» **REQUIRED WORK**
All of these records need to be duplicated exactly.

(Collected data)

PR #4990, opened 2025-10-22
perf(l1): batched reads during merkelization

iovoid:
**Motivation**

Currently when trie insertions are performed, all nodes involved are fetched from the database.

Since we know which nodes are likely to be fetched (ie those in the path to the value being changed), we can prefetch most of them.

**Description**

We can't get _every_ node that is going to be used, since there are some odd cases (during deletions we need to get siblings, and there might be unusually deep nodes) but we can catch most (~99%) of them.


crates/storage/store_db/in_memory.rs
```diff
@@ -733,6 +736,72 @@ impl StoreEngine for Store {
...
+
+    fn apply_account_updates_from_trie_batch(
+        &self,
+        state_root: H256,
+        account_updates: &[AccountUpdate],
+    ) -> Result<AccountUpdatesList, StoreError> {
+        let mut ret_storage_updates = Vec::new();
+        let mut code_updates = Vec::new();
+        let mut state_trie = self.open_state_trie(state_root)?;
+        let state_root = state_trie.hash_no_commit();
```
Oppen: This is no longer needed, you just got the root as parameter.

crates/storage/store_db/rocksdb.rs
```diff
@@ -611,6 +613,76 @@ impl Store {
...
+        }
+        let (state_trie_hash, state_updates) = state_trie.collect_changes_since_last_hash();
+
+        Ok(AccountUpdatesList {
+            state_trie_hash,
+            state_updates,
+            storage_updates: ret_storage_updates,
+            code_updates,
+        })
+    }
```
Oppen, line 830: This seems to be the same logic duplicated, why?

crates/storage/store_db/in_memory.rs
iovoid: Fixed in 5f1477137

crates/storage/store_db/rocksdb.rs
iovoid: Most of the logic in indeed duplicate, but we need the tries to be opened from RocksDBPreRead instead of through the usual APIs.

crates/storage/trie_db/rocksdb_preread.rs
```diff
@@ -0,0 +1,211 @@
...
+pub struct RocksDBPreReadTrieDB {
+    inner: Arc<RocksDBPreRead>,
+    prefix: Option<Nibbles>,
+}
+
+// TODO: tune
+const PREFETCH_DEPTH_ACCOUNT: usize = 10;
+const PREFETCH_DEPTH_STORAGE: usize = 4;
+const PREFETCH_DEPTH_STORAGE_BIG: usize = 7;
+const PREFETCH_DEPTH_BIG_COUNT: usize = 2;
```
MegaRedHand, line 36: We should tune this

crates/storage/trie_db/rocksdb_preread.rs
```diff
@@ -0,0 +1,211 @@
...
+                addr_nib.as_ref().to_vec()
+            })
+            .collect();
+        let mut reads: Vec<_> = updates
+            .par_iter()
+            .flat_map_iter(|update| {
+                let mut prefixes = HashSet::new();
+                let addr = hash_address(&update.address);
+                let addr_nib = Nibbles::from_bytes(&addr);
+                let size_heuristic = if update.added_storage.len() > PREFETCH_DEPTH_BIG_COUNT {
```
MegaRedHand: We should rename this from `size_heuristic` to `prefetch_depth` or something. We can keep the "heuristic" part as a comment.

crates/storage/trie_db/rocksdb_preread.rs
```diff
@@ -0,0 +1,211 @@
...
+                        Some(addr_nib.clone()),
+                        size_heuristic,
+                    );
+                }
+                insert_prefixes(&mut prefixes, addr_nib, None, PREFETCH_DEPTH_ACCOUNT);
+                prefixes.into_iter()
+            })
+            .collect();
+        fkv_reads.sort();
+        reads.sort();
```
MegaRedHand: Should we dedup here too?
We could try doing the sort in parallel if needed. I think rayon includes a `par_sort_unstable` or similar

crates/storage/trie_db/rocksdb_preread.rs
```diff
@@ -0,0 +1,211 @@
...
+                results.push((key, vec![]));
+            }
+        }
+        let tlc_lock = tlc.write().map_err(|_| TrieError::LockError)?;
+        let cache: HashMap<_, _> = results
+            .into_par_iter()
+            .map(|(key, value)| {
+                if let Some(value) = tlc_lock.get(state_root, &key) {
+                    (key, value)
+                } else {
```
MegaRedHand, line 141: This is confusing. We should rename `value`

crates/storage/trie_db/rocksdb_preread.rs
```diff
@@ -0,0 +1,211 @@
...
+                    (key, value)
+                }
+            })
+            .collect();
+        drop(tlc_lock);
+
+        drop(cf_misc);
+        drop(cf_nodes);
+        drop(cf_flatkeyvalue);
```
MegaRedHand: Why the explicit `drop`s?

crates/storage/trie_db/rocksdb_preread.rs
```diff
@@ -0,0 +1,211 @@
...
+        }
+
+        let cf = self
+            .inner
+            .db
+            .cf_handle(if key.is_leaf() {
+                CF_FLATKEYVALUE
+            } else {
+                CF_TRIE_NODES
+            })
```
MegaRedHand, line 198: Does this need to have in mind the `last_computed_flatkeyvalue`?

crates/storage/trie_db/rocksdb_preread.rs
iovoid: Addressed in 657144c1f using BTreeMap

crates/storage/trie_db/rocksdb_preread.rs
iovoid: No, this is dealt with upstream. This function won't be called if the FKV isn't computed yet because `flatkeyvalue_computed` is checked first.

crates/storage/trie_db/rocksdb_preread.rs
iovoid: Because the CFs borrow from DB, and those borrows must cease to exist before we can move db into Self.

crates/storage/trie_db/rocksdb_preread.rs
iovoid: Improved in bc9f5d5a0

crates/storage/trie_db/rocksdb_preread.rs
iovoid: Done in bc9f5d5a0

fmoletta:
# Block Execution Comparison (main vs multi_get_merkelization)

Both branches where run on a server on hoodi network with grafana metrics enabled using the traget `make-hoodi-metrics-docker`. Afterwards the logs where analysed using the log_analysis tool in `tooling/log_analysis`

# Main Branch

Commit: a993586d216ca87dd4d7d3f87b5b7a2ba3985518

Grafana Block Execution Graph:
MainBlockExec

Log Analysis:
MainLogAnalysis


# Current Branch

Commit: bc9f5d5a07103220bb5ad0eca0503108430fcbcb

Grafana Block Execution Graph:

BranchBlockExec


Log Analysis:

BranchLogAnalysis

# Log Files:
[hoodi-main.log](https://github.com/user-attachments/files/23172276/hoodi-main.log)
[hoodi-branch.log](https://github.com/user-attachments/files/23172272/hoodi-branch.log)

» **SOLVED PROBLEM**
PR #4990, opened 2025-10-22
perf(l1): batched reads during merkelization

iovoid:
**Motivation**

Currently when trie insertions are performed, all nodes involved are fetched from the database.

Since we know which nodes are likely to be fetched (ie those in the path to the value being changed), we can prefetch most of them.

**Description**

We can't get _every_ node that is going to be used, since there are some odd cases (during deletions we need to get siblings, and there might be unusually deep nodes) but we can catch most (~99%) of them.


crates/storage/store_db/in_memory.rs
```diff
@@ -733,6 +736,72 @@ impl StoreEngine for Store {
...
+
+    fn apply_account_updates_from_trie_batch(
+        &self,
+        state_root: H256,
+        account_updates: &[AccountUpdate],
+    ) -> Result<AccountUpdatesList, StoreError> {
+        let mut ret_storage_updates = Vec::new();
+        let mut code_updates = Vec::new();
+        let mut state_trie = self.open_state_trie(state_root)?;
+        let state_root = state_trie.hash_no_commit();
```
Oppen: This is no longer needed, you just got the root as parameter.

crates/storage/store_db/rocksdb.rs
```diff
@@ -611,6 +613,76 @@ impl Store {
...
+        }
+        let (state_trie_hash, state_updates) = state_trie.collect_changes_since_last_hash();
+
+        Ok(AccountUpdatesList {
+            state_trie_hash,
+            state_updates,
+            storage_updates: ret_storage_updates,
+            code_updates,
+        })
+    }
```
Oppen, line 830: This seems to be the same logic duplicated, why?

crates/storage/store_db/in_memory.rs
iovoid: Fixed in 5f1477137

crates/storage/store_db/rocksdb.rs
iovoid: Most of the logic in indeed duplicate, but we need the tries to be opened from RocksDBPreRead instead of through the usual APIs.

crates/storage/trie_db/rocksdb_preread.rs
```diff
@@ -0,0 +1,211 @@
...
+pub struct RocksDBPreReadTrieDB {
+    inner: Arc<RocksDBPreRead>,
+    prefix: Option<Nibbles>,
+}
+
+// TODO: tune
+const PREFETCH_DEPTH_ACCOUNT: usize = 10;
+const PREFETCH_DEPTH_STORAGE: usize = 4;
+const PREFETCH_DEPTH_STORAGE_BIG: usize = 7;
+const PREFETCH_DEPTH_BIG_COUNT: usize = 2;
```
MegaRedHand, line 36: We should tune this

crates/storage/trie_db/rocksdb_preread.rs
```diff
@@ -0,0 +1,211 @@
...
+                addr_nib.as_ref().to_vec()
+            })
+            .collect();
+        let mut reads: Vec<_> = updates
+            .par_iter()
+            .flat_map_iter(|update| {
+                let mut prefixes = HashSet::new();
+                let addr = hash_address(&update.address);
+                let addr_nib = Nibbles::from_bytes(&addr);
+                let size_heuristic = if update.added_storage.len() > PREFETCH_DEPTH_BIG_COUNT {
```
MegaRedHand: We should rename this from `size_heuristic` to `prefetch_depth` or something. We can keep the "heuristic" part as a comment.

crates/storage/trie_db/rocksdb_preread.rs
```diff
@@ -0,0 +1,211 @@
...
+                        Some(addr_nib.clone()),
+                        size_heuristic,
+                    );
+                }
+                insert_prefixes(&mut prefixes, addr_nib, None, PREFETCH_DEPTH_ACCOUNT);
+                prefixes.into_iter()
+            })
+            .collect();
+        fkv_reads.sort();
+        reads.sort();
```
MegaRedHand: Should we dedup here too?
We could try doing the sort in parallel if needed. I think rayon includes a `par_sort_unstable` or similar

crates/storage/trie_db/rocksdb_preread.rs
```diff
@@ -0,0 +1,211 @@
...
+                results.push((key, vec![]));
+            }
+        }
+        let tlc_lock = tlc.write().map_err(|_| TrieError::LockError)?;
+        let cache: HashMap<_, _> = results
+            .into_par_iter()
+            .map(|(key, value)| {
+                if let Some(value) = tlc_lock.get(state_root, &key) {
+                    (key, value)
+                } else {
```
MegaRedHand, line 141: This is confusing. We should rename `value`

crates/storage/trie_db/rocksdb_preread.rs
```diff
@@ -0,0 +1,211 @@
...
+                    (key, value)
+                }
+            })
+            .collect();
+        drop(tlc_lock);
+
+        drop(cf_misc);
+        drop(cf_nodes);
+        drop(cf_flatkeyvalue);
```
MegaRedHand: Why the explicit `drop`s?

crates/storage/trie_db/rocksdb_preread.rs
```diff
@@ -0,0 +1,211 @@
...
+        }
+
+        let cf = self
+            .inner
+            .db
+            .cf_handle(if key.is_leaf() {
+                CF_FLATKEYVALUE
+            } else {
+                CF_TRIE_NODES
+            })
```
MegaRedHand, line 198: Does this need to have in mind the `last_computed_flatkeyvalue`?

crates/storage/trie_db/rocksdb_preread.rs
iovoid: Addressed in 657144c1f using BTreeMap

crates/storage/trie_db/rocksdb_preread.rs
iovoid: No, this is dealt with upstream. This function won't be called if the FKV isn't computed yet because `flatkeyvalue_computed` is checked first.

crates/storage/trie_db/rocksdb_preread.rs
iovoid: Because the CFs borrow from DB, and those borrows must cease to exist before we can move db into Self.

crates/storage/trie_db/rocksdb_preread.rs
iovoid: Improved in bc9f5d5a0

crates/storage/trie_db/rocksdb_preread.rs
iovoid: Done in bc9f5d5a0

fmoletta:
# Block Execution Comparison (main vs multi_get_merkelization)

Both branches where run on a server on hoodi network with grafana metrics enabled using the traget `make-hoodi-metrics-docker`. Afterwards the logs where analysed using the log_analysis tool in `tooling/log_analysis`

# Main Branch

Commit: a993586d216ca87dd4d7d3f87b5b7a2ba3985518

Grafana Block Execution Graph:
MainBlockExec

Log Analysis:
MainLogAnalysis


# Current Branch

Commit: bc9f5d5a07103220bb5ad0eca0503108430fcbcb

Grafana Block Execution Graph:

BranchBlockExec


Log Analysis:

BranchLogAnalysis

# Log Files:
[hoodi-main.log](https://github.com/user-attachments/files/23172276/hoodi-main.log)
[hoodi-branch.log](https://github.com/user-attachments/files/23172272/hoodi-branch.log)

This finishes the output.